Cardinal Wolsey
Cardinal Wolsey’s Visit to the Manor Lodge.
On November 8th 1530, the great Cardinal Wolsey, having fallen from grace, was being conducted to imprisonment in London. From Pontefract he travelled to Doncaster and the following day arrived in Sheffield, where he spent the next sixteen to eighteen days in an extremely unhappy state. He was met at the Manor Lodge by George, 4th Earl of Shrewsbury with all courteousness, the scene of which is depicted in one of the Cathedral Chapter House windows. We have a detailed report of the visit, written by George Cavendish, Wolsey’s gentleman usher.
‘And the next day we removed and rode to Sheffield Parke; where my lord of Shrewsbury laye within the lodge, the people all the waye still lamentinge him, cryinge as they did before. And when we came into the Parke at Sheffield, nighe to the Lodge, my Lord Shrewsbury and all other gentlemen and servants, strode without the gates to attend my Lord’s cominge to receave him. At whose alightinge the earle received him with much honour and embraced my Lorde sayinge these words ‘ My Lorde, Your grace is most hartelye welcome unto me, and I ame glade to see you here in my poore lodge, where I have long desired to see you, and muche more gladder if you had come after another sort. And here is my wife come to salute you; This done the two lordes went into the lodge arm in arm and so conducted my Lorde to a faire gallery where was in the furthest end thereof a goodly tower with lodgings where my Lorde was lodged.’

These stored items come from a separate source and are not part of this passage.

PR #1137, opened 2024-11-08
Add a log entry with the exact path to the old OBS-NDI plugin file

Trouffman:
This adds a log entry with the exact path to the old OBS-NDI plugin file to help with diagnosing support request for issues like "DistroAV still detect OBS-NDI".

The message to look for in the OBS log is : 

```
DistroAV] is_module_found: `obs-ndi` found at `/Users/[USER]/Library/Application Support/obs-studio/plugins/obs-ndi.plugin/Contents/MacOS/obs-ndi` and '/Users/[USER]/Library/Application Support/obs-studio/plugins/obs-ndi.plugin/Contents/Resources'
[DistroAV] obs_module_load: OBS-NDI is detected and needs to be uninstalled before DistroAV will load.
```

This should then help in the Troubleshooting guide as well : https://github.com/DistroAV/DistroAV/wiki/OBS%E2%80%90NDI-Is-Now-DistroAV

### DIFF
--- a/src/plugin-main.cpp
+++ b/src/plugin-main.cpp
@@ -188,21 +188,15 @@ bool is_module_found(const char *module_name)
 		[](void *param, const struct obs_module_info2 *module_info) {
 			struct find_module_data *data_ =
 				(struct find_module_data *)param;
-			if (stricmp(data_->target_name, module_info->name) ==
+			if (strcmp(data_->target_name, module_info->name) ==
 			    0) {
-				obs_log(LOG_WARNING,
+				obs_log(LOG_INFO,
 					"is_module_found: `%s` found at `%s`",
 					module_info->name,
 					module_info->bin_path);
-				obs_log(LOG_INFO,
-					"is_module_found: Found module_info->name == `%s`",
-					module_info->name);
-				obs_log(LOG_EBUG,
-				     "is_module_found: module_info->bin_path=`%s`",
-				     module_info->bin_path);
 				obs_log(LOG_DEBUG,
-				     "is_module_found: module_info->data_path=`%s`",
-				     module_info->data_path);
+					"is_module_found: module_info->data_path=`%s`",
+					module_info->data_path);
 				data_->found = true;
 			}
 		},
--- a/src/plugin-main.cpp
+++ b/src/plugin-main.cpp
@@ -194,17 +194,15 @@ bool is_module_found(const char *module_name)
 					"is_module_found: `%s` found at `%s`",
 					module_info->name,
 					module_info->bin_path);
-#if 0
 				obs_log(LOG_INFO,
 					"is_module_found: Found module_info->name == `%s`",
 					module_info->name);
-				obs_log(LOG_INFO,
+				obs_log(LOG_EBUG,
 				     "is_module_found: module_info->bin_path=`%s`",
 				     module_info->bin_path);
-				obs_log(LOG_INFO,
+				obs_log(LOG_DEBUG,
 				     "is_module_found: module_info->data_path=`%s`",
 				     module_info->data_path);
-#endif
 				data_->found = true;
 			}
 		},
--- a/src/plugin-main.cpp
+++ b/src/plugin-main.cpp
@@ -188,10 +188,10 @@ bool is_module_found(const char *module_name)
 		[](void *param, const struct obs_module_info2 *module_info) {
 			struct find_module_data *data_ =
 				(struct find_module_data *)param;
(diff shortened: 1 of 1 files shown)


src/plugin-main.cpp
```diff
@@ -190,13 +190,18 @@ bool is_module_found(const char *module_name)
 				(struct find_module_data *)param;
 			if (strcmp(data_->target_name, module_info->name) ==
 			    0) {
+				obs_log(LOG_WARNING,
+					"is_module_found: `%s` found at `%s` and '%s'",
```
paulpv, line 194: invalid number of arguments; 3 expected, 2 actual

paulpv:
I have a similar change for this that I haven't committed yet:
image

I also want to change the installer display name (from `distroav` to `DistroAV`):
image

src/plugin-main.cpp
```diff
@@ -188,19 +188,21 @@ bool is_module_found(const char *module_name)
 		[](void *param, const struct obs_module_info2 *module_info) {
 			struct find_module_data *data_ =
 				(struct find_module_data *)param;
-			if (strcmp(data_->target_name, module_info->name) ==
+			if (stricmp(data_->target_name, module_info->name) ==
```
paulpv, line 191: Oh, I didn't really mean for you to use my code; I liked your code better.
TIL that ANSI C does not define `stricmp`!
Supposedly there is `strcasecmp`, but supposedly that is also not guaranteed.
Maybe just revert back to `strcmp`?

src/plugin-main.cpp
```diff
@@ -188,19 +188,21 @@ bool is_module_found(const char *module_name)
...
 			    0) {
+				obs_log(LOG_WARNING,
```
paulpv, line 193: LOG_INFO

src/plugin-main.cpp
```diff
@@ -188,19 +188,21 @@ bool is_module_found(const char *module_name)
...
+					"is_module_found: `%s` found at `%s`",
+					module_info->name,
+					module_info->bin_path);
 				obs_log(LOG_INFO,
```
paulpv, line 197: Remove

src/plugin-main.cpp
```diff
@@ -188,19 +188,21 @@ bool is_module_found(const char *module_name)
...
 					"is_module_found: Found module_info->name == `%s`",
 					module_info->name);
-#if 0
-				obs_log(LOG_INFO,
+				obs_log(LOG_EBUG,
```
paulpv, line 200: Remove

Trouffman:
Latest commit teste and output expected result. 
image

paulpv:
> Latest commit teste and output expected result. image

Yeah, that is what I am a little worried about.
I am not **very** worried, but I would prefer to not just post people's names into OBS logs that are on the internet.
I think that might even violate some privacy laws. :/
Software is complicated nowadays beyond just the code. :/

Did you run this with any command-line arguments (ex: `--distroav-debug`), or none?

paulpv:
One option is to change the `LOG_INFO` to `LOG_DEBUG`, but then that would require someone to enter `--distroav-debug` on the command-line, which very few people will do.

Another option is to redact the username, but redacting the path almost defeats the purpose of printing out the path.

Trouffman:
> > Latest commit teste and output expected result. image
> 
> Yeah, that is what I am a little worried about. I am not **very** worried, but I would prefer to not just post people's names into OBS logs that are on the internet. I think that might even violate some privacy laws. :/ Software is complicated nowadays beyond just the code. :/
> 
> Did you run this with any command-line arguments (ex: `--distroav-debug`), or none?

This was run as-is without the debug argument.

I am not keen on having the user folder as well being displayed.

paulpv:
> I am not keen on having the user folder as well being displayed.

We could just have it redacted to say something like:
```
/Users/$USER/Library/Application\ Support/obs-studio/plugins/obs-ndi.plugin/
```

That seems both safe and still usable.

Trouffman:
Added a filter for privacy. 
Not ideal.

Tested on MacOS :

`is_module_found: `obs-ndi` found at `[Redacted User Home Path]/Library/Application Support/obs-studio/plugins/obs-ndi.plugin/Contents/MacOS/obs-ndi`

Using DEBUG log-level will still display the full path.

Trouffman:
@paulpv Please review the latest changes to add some privacy to the path.

Trouffman:
This error-tweak can (should) be removed in future version after migration from pre distro-av to Distro-av is with very high adoption.

Issue #1147, opened 2024-11-18
[Bug]: OBS crash when turning on main output after choosing an unsupported color format


BitRate27:
### Operating System Version

macOS Monterrey, Windows 10

### OBS Version

31.0.0

### OBS Installation Method

exe, pkg

### DistroAV Version

6.0.0

### DistroAV Installation Method

exe, pkg

### NDI Version

6.0.1

### Describe the bug

When you turn on main output in DistroAV NDI settings after you have chosen an unsupported color format, OBS will crash inside OBS due to a problem with the output->video. 

### Steps to reproduce the problem

1. In Tools->DistroAV NDI settings, turn OFF Main output. Select OK.
2. In Settings->Advanced, for Video Color Format choose: P010. Select OK.
3. In Tools->DistroAV NDI settings, turn ON Main output. Select OK.
4. In log file, should see: unsupported pixel format n.
5. In Tools->DistroAV NDI settings, turn OFF Main output. Select OK.
6. In Settings->Advanced, for Video Color Format choose NV12. Select OK.
7. In Tools->DistroAV NDI settings, turn ON Main output. Select OK.
Will crash OBS on Windows and macOS at this point.

### Expected behavior

The Main output should be turned on and OBS should be outputting the Main program output to NDI.

### Additional context

The crash is here when looking at video->parent. Normally parent is 0000x0 but if the main output creation is aborted due to an unsupported pixel format, the next time a main output is created, the parent is non-null and causes a crash.

From: libobs/media-io/video-io.c:
```
static const video_t *get_const_root(const video_t *video)
{
	while (video->parent)
		video = video->parent;
	return video;
}
```

PR #1148, opened 2024-11-18
Show user why NDI output failed

BitRate27:
When the user selects a color format of P010, I010, P216 or P416, the output will not be started because the NDI SDK does not support HDR color formats. The only indication this is a problem is by looking for "unsupported pixel format" in the log file. To make it easier for the user to identify the problem, we will now report the last error in the DistroAV NDI Settings dialog for the main output. 

image

This message will be seen when the user goes back to the settings dialog after noticing there is no NDI output.

This does not happen for preview or dedicated NDI output from a filter, so no changes were needed for those outputs.

In order to test and utilize this new message, this PR also fixes https://github.com/DistroAV/DistroAV/issues/1147 where OBS crashes after you have tried to output an unsupported format. 

The problem existed because an output would be created even when no main output was selected. When the user went to change the color format, in the OBS Settings->Advanced dialog, this would invalidate the video output in DistroAV NDI Settings. Then when main output was turned back on, OBS would crash because output->video is corrupted. 

This makes the changes to main-output look big but it was mainly removing an indented if condition. In summary we always call main_output_deinit in main_output_init, and then if it is not enabled, we return, otherwise we create the output and start it every time it is enabled. 

Tested on Windows by testing that all formats gave the correct message if unsupported, or blank if supported.


RayneYoruka:
I like the idea of this being added, please @paulpv or @Trouffman check it

src/main-output.cpp
```diff
@@ -83,13 +83,20 @@ void main_output_start()
 			obs_log(LOG_INFO,
 				"main_output_start: successfully started NDI main output '%s'",
 				QT_TO_UTF8(context.ndi_name));
+			Config::Current()->OutputLastError = QString("");
 		} else {
 			auto error = obs_output_get_last_error(context.output);
+			Config::Current()->OutputLastError =
+				"Last Error: Unsupported color format " +
```
Trouffman, line 90: Can we localize this error message? Let's avoid this to be hard coded if visible to end-users.

Trouffman:
Thanks for the extensive PR.
Is there a way that it could be displayed without being set in the config file?

I see we could re-use the pixel format detection as well if one day we can use the advanced SDK.

BitRate27:
I think it is possible to add a method to set the last error to the OutputSetting dialog and display that string instead when the dialog is displayed. I can redo that part.

BitRate27:
I am looking into a way to keep the user from turning on main output if the color format not supported.

BitRate27:
After this latest commit https://github.com/DistroAV/DistroAV/commit/ef7e0ec35f1bcd56e3209b510668dbb080f7b6f8 , the main output box is only enabled if the pixel format of the main output is supported by the NDI SDK. If it is not supported, the main output box is disabled and an error message appears showing why main output cannot be chosen.

Trouffman:
Tested on MacOS. Behave as expected with this PR. Including with changing some settings in the config files too behave properly.

Trouffman:
I just found a bug while investigating another behavior.

Documented bug at : https://github.com/DistroAV/DistroAV/issues/1180

Trouffman:
@BitRate27 I merged from the latest master, please review to confirm that this still has the intended purpose.

BitRate27:
> With the build files at : https://github.com/DistroAV/DistroAV/actions/runs/13763251660/job/38483860839?pr=1148 On MacOS the Output option stay greayed out, no error message. even when using compatible format.

I see the same thing, with your change. Hmm...

BitRate27:
I have got a fix for this, however, while testing I found out we are no longer outputting the preview scene. I updated the https://github.com/DistroAV/DistroAV/pull/1198 PR to indicate the issue found, but will most likely fix that problem in this PR as it is kind of tied to the logic of trying to see if we can output Main.

Trouffman:
@BitRate27 Any chance this could be fixed asap for the Preview scene?
As this is creating a regression, it's like a blocking to move ahead with more release.

BitRate27:
I cannot get preview to work in DistroAV 6.0.0 and the latest OBS master. Have you been able to duplicate? Looks like the regression happened long before these changes.

BitRate27:
I verified my latest changes to the "show user why output failed" PR address the original issue along with not allowing main output selection if bad pixel format. Also, verified main output still works when pixel format is supported. Was not able to verify preview output changes due to overall problem with Preview which seem unrelated to this PR.

Trouffman:
@BitRate27 please review the latest changes on this following the conflict resolution.

Trouffman (commented):
Issue found : This is "Stopping" the Main Output when opening the DistroAV Settings and is not re-created if "cancelled".

Expected Behavior : The stream should NOT stop until there is a need for:
- Stopping (aka not enabled)
- Name or group name changed
All above only after the form has been submitted.

Error log shows : `info: Output 'NDI Main Output': stopping`

Trouffman:
This is what happen when opening the NDI Settings dialog box :

`08:28:52.056: [distroav] +main_output_init()
08:28:52.057: [distroav] +main_output_deinit()
08:28:52.057: [distroav] main_output_deinit: NDI Main Output is not initialized
08:28:52.057: [distroav] -main_output_deinit()
08:28:52.057: [distroav] main_output_init: creating NDI Main Output 'OBS-PGM'
08:28:52.057: [distroav] Creating NDI Main Output : 'OBS-PGM'
08:28:52.057: [distroav] +ndi_output_getdefaults()
08:28:52.057: [distroav] -ndi_output_getdefaults()
08:28:52.057: [distroav] +ndi_output_create(name='OBS-PGM', groups='', ...)
08:28:52.057: [distroav] ndi_output_update(name='OBS-PGM', groups='', ...)
08:28:52.057: [distroav] NDI Output Updated. 'OBS-PGM'
08:28:52.057: [distroav] ndi_output_update(name='OBS-PGM', groups='', uses_video='true', uses_audio='true')
08:28:52.057: [distroav] -ndi_output_create(name='OBS-PGM', groups='', ...)
08:28:52.057: [distroav] main_output_init: created NDI Main Output 'OBS-PGM'
08:28:52.057: [distroav] +main_output_start()
08:28:52.057: [distroav] main_output_start: starting NDI Main Output 'OBS-PGM'
08:28:52.057: [distroav] +ndi_output_start(name='OBS-PGM', groups='', ...)
08:28:52.058: [distroav] +on_main_output_started()
08:28:52.058: [distroav] -on_main_output_started()
08:28:52.058: [distroav] NDI Main Output started
08:28:52.058: [distroav] 'OBS-PGM' ndi_output_start: ndi output started
08:28:52.058: [distroav] -ndi_output_start(name='OBS-PGM', groups=''...)
08:28:52.058: [distroav] main_output_start: successfully started NDI Main Output 'OBS-PGM'
08:28:52.058: [distroav] -main_output_start()
08:28:52.058: [distroav] -main_output_init()
08:28:52.058: [distroav] +main_output_deinit()
08:28:52.058: [distroav] +main_output_stop()
08:28:52.058: [distroav] main_output_stop: stopping NDI Main Output 'OBS-PGM'
08:28:52.058: [distroav] +ndi_output_stop(name='OBS-PGM', groups='', ...)
08:28:52.058: Output 'NDI Main Output': stopping
08:28:52.058: Output 'NDI Main Output': Total frames output: 0
08:28:52.058: Output 'NDI Main Output': Total drawn frames: 0
08:28:52.059: [distroav] +on_main_output_stopped()
08:28:52.059: [distroav] -on_main_output_stopped()
08:28:52.059: [distroav] NDI Main Output stopped
08:28:52.059: [distroav] ndi_output_stop: +ndiLib->send_destroy(o->ndi_sender)
08:28:52.063: [distroav] ndi_output_stop: -ndiLib->send_destroy(o->ndi_sender)
08:28:52.063: [distroav] NDI Output Stopped. 'OBS-PGM'
08:28:52.063: [distroav] -ndi_output_stop(name='OBS-PGM', groups='', ...)
08:28:52.063: [distroav] main_output_stop: successfully stopped NDI Main Output 'OBS-PGM'
08:28:52.063: [distroav] -main_output_stop()
08:28:52.063: [distroav] main_output_deinit: releasing NDI Main Output 'OBS-PGM'
08:28:52.063: [distroav] +ndi_output_destroy(name='OBS-PGM', groups='', ...)
08:28:52.063: [distroav] -ndi_output_destroy(name='OBS-PGM', groups='', ...)
08:28:52.063: [distroav] main_output_deinit: successfully released NDI Main Output ''
08:28:52.063: [distroav] -main_output_deinit()
`

This is because of the logic for `main_output_is_supported()` that will "test" by creating the output. But this conflict with the "on-going" output.

This should be triggered only when loading a new profile / starting OBS and not everytime the NDI Settings are opened.

BitRate27:
Thanks for looking at this. You brought up some good issues with this implementation. Clearly I need to rethink the logic here. I think we need to initialize a test output instead of using the main output. Not sure how to only show the "last error" row in the dialog if no error. Suggestions welcome. 

Here are the scenarios:
1. New profile loaded with main output OFF and format NOT supported
    - Turn off main output
    - Main output: not started
    - Dialog: Main output group disabled, not checked and error shown
2. New profile loaded with main output OFF and format supported
    - Turn off main output
    - Main output: not started
    - Dialog: Main output group enabled, not checked and no error shown
        - OK and main output checked -> Main output started
        - OK and main output not checked -> Main output not started
        - Cancel -> Main output not started
3. New profile loaded with main output ON and format supported
    - Turn off main output
    - Main output: started
    - Dialog: Main output group enabled, checked and no error shown    
4. User changes to a format NOT supported
    - Dialog: Main output group disabled, not checked and error shown
    - OK/Cancel: Main output not started
5. User changes to a format supported
    - Dialog: Main output group enabled, not checked and no error shown
        - OK and main output checked -> Main output started
        - OK and main output not checked -> Main output not started
        - Cancel -> Main output not started

BitRate27:
Update: was able to alter the main_output_is_supported to check without using main output. Also, figured out how to set the message height to zero if no error message. Only thing left is to work on the LOG_INFO and LOG_DEBUG messages. All tests in the scenarios above passed.

src/forms/output-settings.cpp
```diff
@@ -226,7 +230,14 @@ void OutputSettings::showEvent(QShowEvent *)
 	ui->mainOutputGroupBox->setChecked(config->OutputEnabled);
 	ui->mainOutputName->setText(config->OutputName);
 	ui->mainOutputGroups->setText(config->OutputGroups);
-	ui->mainOutputLastError->setText(main_output_last_error());
+
+	auto lastError = main_output_last_error();
+	ui->mainOutputLastError->setText(lastError);
+	if (lastError.isEmpty()) {
+		ui->mainOutputLastError->setFixedHeight(0); // don't was dialog space
```
Trouffman, line 237: Typo to correct.

src/main-output.cpp
```diff
@@ -100,18 +100,44 @@ void main_output_start()
...
+	}
+	
 	return is_supported;
 }
 
 void main_output_deinit()
 {
-	obs_log(LOG_DEBUG, "+main_output_deinit()");
 	if (context.output) {
+		obs_log(LOG_DEBUG, "+main_output_deinit()");
```
Trouffman, line 138: This would be confusing as the "debug entry to main_output_deinit()" will only show when it is doing something and not "everytime it is called"

obvious path would be : `obs_log(LOG_DEBUG, "+main_output_deinit()"` right after entering the function.

There is a log entry when we get into main_output_stop() so no need to add one here.

BitRate27: I moved it back outside the if condition. Was mainly trying to remove the log message when it says it failed to initialize when it hadn't been initialized before. Guess I went too far in cleaning it up.

Trouffman:
Tested on Windows 11+ OBS 31 after the latest merge :
- The default output does not work once  a non compatible profile is used, same when going back to an expected to work profile.

Seem our logic here is not polished enough.

BitRate27:
Looks like the one scenario I didnt list above. Will check it out. Thanks!

Trouffman:
Tests results on Windows 11

Scenarios : 

    New profile loaded with main output OFF and format NOT supported
        Turn off main output
        Main output: not started
        Dialog: Main output group disabled, not checked and error shown

-> OK

    New profile loaded with main output OFF and format supported
        Turn off main output
        Main output: not started
        Dialog: Main output group enabled, not checked and no error shown
            OK and main output checked -> Main output started
            OK and main output not checked -> Main output not started
            Cancel -> Main output not started
-> OK

    New profile loaded with main output ON and format supported
        Turn off main output
        Main output: started
        Dialog: Main output group enabled, checked and no error shown

-> OK

    User changes to a format NOT supported
        Dialog: Main output group disabled, not checked and error shown
        OK/Cancel: Main output not started

-> OK

    User changes to a format supported
        Dialog: Main output group enabled, not checked and no error shown
            OK and main output checked -> Main output started
            OK and main output not checked -> Main output not started
            Cancel -> Main output not started

->ok

BitRate27:
```
New profile loaded with main output ON and format NOT-supported
    Turn off main output (?)
    Main output is still checked (as it was loaded as "active") BUT this is not running.
    User change Settings to a Supported pixel format
    The Main Output should restart, if the format is supported 
```
This can happen if the profile was saved before this code was implemented. Valid case!
(?) How do you turn off main output with this new code if the format is not supported? The checkbox should not be sensitive.

Trouffman:
I could reproduce on Mac with this :

- Open Open with supported profile & Main Output ON
- Load non-compliant profile
- Behavior (expected) : Main output OFF, greyed out option, box is still ticked.
- Go to Settings : change to a valid pixel format
Behavior : Main output OFF, option available, box is still ticked.
> To re-enable, the Main Output must be disabled, saved, then re-enabled.

I think this need to be clear-er on the approach we take:
1. Should the option be "disabled" if a Pixel format is not supported
or
2. Should we build a (more complex) logic to re-enable the Main Output when the pixel format is changed AND the box ticked.


Option 1. would touch the configuration file
Option 2. would need to have a check for specifically this change as we do NOT want to stop the main output everytime we go in the OBS settings.

Trouffman:
@BitRate27 This PR is proving to be more complex than expected.

While doing the review I found a couple extra comment (not blocking but would be good to have at some point)

1. Should we call `main_output_is_supported()` everytime we plan to use `main_output_init` ?

ie. : in `plugin-main.cpp` line 299


2. `main_output_is_supported()` is calling the `obs_output_create` with an "empty" ndi_name.

This did not create issues when testing, hopefully this would stay this way but having a clear "testing name" might help to identify in error log as well.

We could put it in a group called "DistroAV Config" so this does not even show up anywhere when testing.

3. Following on point 2. above : Giving the output a unique name might avoid weird issues too (even tho the OBS documentation says that it will make it unique).


This PR brings a lot of value as it will help for the support and anyone using HDR pixel format.

BitRate27:
Disabling main output in the config if the format is not supported, keeps the toggle in sync with the main output status in OBS.

Also, moving the check for support into the main_output_init allows us to turn it off if not supported and enabled.

Finally, with the output enabled in sync with the OBS main output state, main_output_init is only called when settings of main output are changed. 

I verified the original scenarios still work, and the new scenario performs as it should. Also added a LOG_INFO message to let the user know the output was disabled because the format is not supported.

Trouffman:
Great! Thank you.

I updated the INFO to a WARNING and attributed ID 426 to easily flag it too.

PR #1152, opened 2024-11-20
Use new obs_frontend_get_*_config APIs for OBS 31

### LINKED ISSUE #1121: [Bug]: OBS log reports `obs_frontend_get_global_config is deprecated.`
### Operating System Version

Windows 11

### CPU

_No response_

### GPU

_No response_

### NDI Devices

_No response_

### OBS Version

30.2.3

### OBS Installation Method

exe

### DistroAV Version

6.0.0

### DistroAV Installation Method

exe

### [Extra] Installation Steps

_No response_

### OBS Log [URL]

https://obsproject.com/logs/GQ5BKds8dx4VSy9e

### NDI Version

6.0.1

### Describe the bug

The OBS log reports the following when initializing DistroAV:
```
01:40:13.807: DEPRECATION: obs_frontend_get_global_config is deprecated. Read from global or user configuration explicitly instead.
01:40:13.807: DEPRECATION: obs_frontend_get_global_config is deprecated. Read from global or user configuration explicitly instead.
```

The code needs to do what that says: stop using `obs_frontend_get_global_config` and read from global/user config explicitly.

The code calls it here:
https://github.com/search?q=repo%3ADistroAV%2FDistroAV%20obs_frontend_get_global_config&type=code
https://github.com/DistroAV/DistroAV/blob/7126fc4bc173187010c0d0e0f8f5f38754bf5f09/src/obs-support/obs-app.hpp#L34

Should be a simple fix.

kaechele:
This properly splits settings for this plugin into the new split configuration stores for app and user settings.

All user-editable settings go into the user store, all functional, non-user facing settings go in app store (e.g. timestamp of last update check).

On OBS versions prior to 31 there is no change in behaviour and all settings continue to be read from and stored to the global store only.

Fixes #1121


kaechele:
Took a first stab at a migration functionality. Works fine in my testing here, but I'd certainly appreciate some more testing.
It should:
* migrate the settings that are now user settings from the global scope to the user scope
* delete migrated settings from the global scope

If everything worked your original settings from `global.ini` should now be in `user.ini` and only app scope settings should remain in `global.ini`.

Trouffman:
Thank you for this change proposal.
Note for testers : This should be tested on OBS 31 RC1 or more recent for pre-validating the changes.

Trouffman:
Merging things from the updated OBS Plugin Template for OBS 31 "base".

Due to limited feedback from PR submitter, will try to continue from this to a workable solution.

Trouffman:
Update to some concerns in this PR : 

PARAM_SKIP_UPDATE_VERSION
Can be set & influenced by the user, the decision is to make it a "User" config

The other elements are not influenced / presented to the User and will be in the App Config:
PARAM_LAST_UPDATE_CHECK
PARAM_MIN_AUTO_UPDATE_CHECK_INTERVAL_SECONDS
PARAM_AUTO_CHECK_FOR_UPDATES


This is based on the commit infos :obsproject/obs-studio@2635cf3

    The app config instance contains system-wide settings that mainly
    concern the working of the app itself, whereas the user config instance
    contains settings actually exposed to the user for the configuration.

obsproject/obs-studio#11055

Trouffman:
While digging to update the plugin i foudn out that the check with LIBOBS_API_MAJOR_VER will only check at compile time and not Runtime.

if we want to make the plugin backward compatible we will need to either expand on [obs_get_version](https://docs.obsproject.com/reference-core#c.obs_get_version) or simply drop this complexity and make OBS 31 a requirement.

Trouffman:
As we made OBS 31 a full requirement for DistroAV 6.1 this can be revisited and simplified.

PR #1158, opened 2024-12-05
Remove obs-ndi on macos after install of DistroAV

BitRate27:
Execute a postinstall script on MacOS to remove the obs-ndi plugin from OBS in the users Library and the system library if permissible. Will also remove the script and the scripts directory afterwards.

Wolsey and the Earl had daily meetings and long discussions, sitting together on a long bench in the great window of the gallery, regarding the Cardinal’s position and in what way Shrewsbury could exert his influence at court to further his cause with the king, Henry VIII. At dinner on the fifteenth evening, however, he was taken very ill with violent pains in the stomach. The apothecary was called and gave some powder which seemed to ease the pain. That night, however, was most uncomfortable for Wolsey and he spent most of it on the toilet. The physician Dr Nicholas, was called from Sheffield and declared that the patient had a matter of only days to live. At the same time Kingston, the Constable of the Tower, arrived to conduct Wolsey to London. The sick man was bundled onto a donkey. By the second night the party had reached Nottingham and the steadily weakening Wolsey, on reaching Leicester Abbey on the third night, all but fell from the donkey, saying to the Abbott ‘ Father Abbott, I am come to rest my bones with you.